I agree with you Milo...I saw some pics of kai and he looked pretty insane. I haven't seen much of phil except a youtube of phil when he was still bulking and who also looked ginormous but no where near the shreddedness of kai. This definitely had something to do with it, which is ****ed up by the IFBB...poor guy worked his ****ing ass off for this. And ya phil has gotten very arrogant and trash talks..I think because he's getting paranoid, and defensive trying to hold his spot on the top. He knows everyones coming for his ass and many of them are looking incredible...it is a BB contest not character but it's also a huge money business and character sells money. Unfortunately the one they're looking for is a well rounded professional "athlete" that people can relate to and feel comfortable looking up to...Kai ruined his chance with his male stripper cross dressing routines and his other promiscuous side jobs


----------



## bvs (Sep 18, 2015)

There is a similar thread about this already. It was all a big standoff between kais manager and the ifbb regarding money amd advertising space. Sadly it shows the sport for what it is, a corrupt,  money hungry beast


----------



## John Ziegler (Sep 18, 2015)

Milo said:


> Character should have nothing to do with it.
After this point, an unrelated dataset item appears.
PR #2037, opened 2025-07-22
Peer discovery handle

xinyuan-dev:
Implements https://github.com/category-labs/category-internal/issues/1770

This PR move the shared peer-disc driver from the rc primary and secondary instance into router-multi. the interaction with peer-disc is abstracted into two parts:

I think character should have something to do with it. Especially in a tie breaker.


----------



## Milo (Sep 18, 2015)

Zeigler said:


> I think character should have something to do with it. Especially in a tie breaker.



You can't be serious.


----------



## John Ziegler (Sep 18, 2015)

Milo said:


> You can't be serious.



I am totally serious. There are a lot of bodybuilders that are total douche bags. Why would I want to see them win


----------



## thqmas (Sep 18, 2015)

A little story:

My wife is a boxer (no, i'm not married to a dog - she's boxing).

She took the Israeli championship 7 times, and took 2nd place in Europe.

After her last win, she wasn't happy. When we got back home I (obviously) asked her why the long face?
She answered that another female boxer (a training partner) could not compete for personal reasons, and that if this girl would of come to the championship, my wife would of won 2nd place.
She really felt that she didn't deserve 1st place, because somewhere out there, was a girl that deserved it (and can beat the crap out of her).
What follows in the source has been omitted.